After training the model, you can run the following script to evaluate the model. This script will output the prediction results to the file you specified. For each test sample, you will get a json-format result:

"persona": persona_string, 
"context: context_string, 
"golden_response": target_response_string, 
"predict_responses": [candidate_1_string, ..., candidate_n_string], 
"predict_f1s": [candidate_1_f1, ..., candidate_n_f1]

When the evaluation ends, average ppl and average f1(max f1 among candidates of each sample) will be output to terminal.

You can set n_outputs to modify the number of candidates to predict. For decoder-type model, the model will do beam search (beam_size=n_outputs) and return all beams. For cvae-type model, the model will sample z n_output times and do greedy search.
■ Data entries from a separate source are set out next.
PR #5, opened 2017-01-16
Implement function key

roadrunner2:
This was tested on a MBP Late 2016, i.e. with touchbar, so haven't tested the F1-F12 keys. This also means the driver works on these new MBP's (modulo a small hiccup) - many thanks!

### DIFF
--- a/README.md
+++ b/README.md
@@ -11,6 +11,7 @@ The 2015 MacBook seems much more complicated, as the DMA controller isn't built 
 What works:
 -----------
 * Basic Typing
+* FN keys
 * Driver unloading (no more hanging)
 * Basic touchpad functionality (even right click, handled by libinput)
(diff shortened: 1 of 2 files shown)


cb22:
Hey @roadrunner2 

Thanks for the pull request; glad to hear the driver works on the newer MBPs too. I'll give it a test to check the F1-F12 keys on my 12" MB, but otherwise looks good to me.

roadrunner2:
I just realized one thing: we're not actually sending an event for the function-key itself currently. I'm not sure if the input processing will do anything with it, but I noticed ```hid-apple.c``` sends it, so I should probably add that.

roadrunner2:
I just updated the patch to also generate the KEY_FN event.

cb22:
Great, can confirm everything (keyboard side) works well on my MB 12"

# Run this script in the root directory of this repo
export PYTHONPATH=./
MODEL_TYPE={type of model trained}
N_OUTPUTS={number of candidates to predict}
python evaluation/predict.py \
--checkpoint_path $CHECKPOINT_PATH \
--model_type $MODEL_TYPE \
--output_path $OUTPUT_PATH \
--n_outputs $N_OUTPUTS

You can set the following evaluation arguments:

Argument Type Default vale Description
gpt2_model_dir str "./gpt2/model" path to GPT2 pretrained model parameters
gpt2_vocab_path str "./gpt2/tokenizer" path to GPT2 tokenizer vocab file
valid_dataset str ./datasets/valid_self_original_no_cands.cache cache valid_dataset path
output_path str ./result.jsonl path to output prediction results
batch_size int 2 batch size for evaluation
max_seq_len int 60 max sequence length fed into GPT2
max_history int 2 max number of historical conversation turns to use
max_context_len int 100 max context sequence length for sentence embedding
max_persona_len int 70 max persona sequence length for sentence embedding
max_response_len int 30 max response sequence length for sentence embedding
max_predict_len int 32 max predicted response sequence length
n_outputs int 3 how many candidates to generate
seed int 0 random seed
device str 'cuda' if torch.cuda.is_available() else 'cpu' "cpu" or "cuda"
z_dim int 200 latent hidden state dim (z)
checkpoint_path str default="" path to load model checkpoint
model_type type=str "compressed_cvae" "decoder", "cvae_memory", "cvae_embedding", "compressed_decoder" or "compressed_cvae"

After getting the prediction results, you can run the following script to get diversity metrics:

python evaluation/evaluate_diversity.py --eval_file $OUTPUT_PATH

This script will output distinct-1, distinct-2 and entropy-4.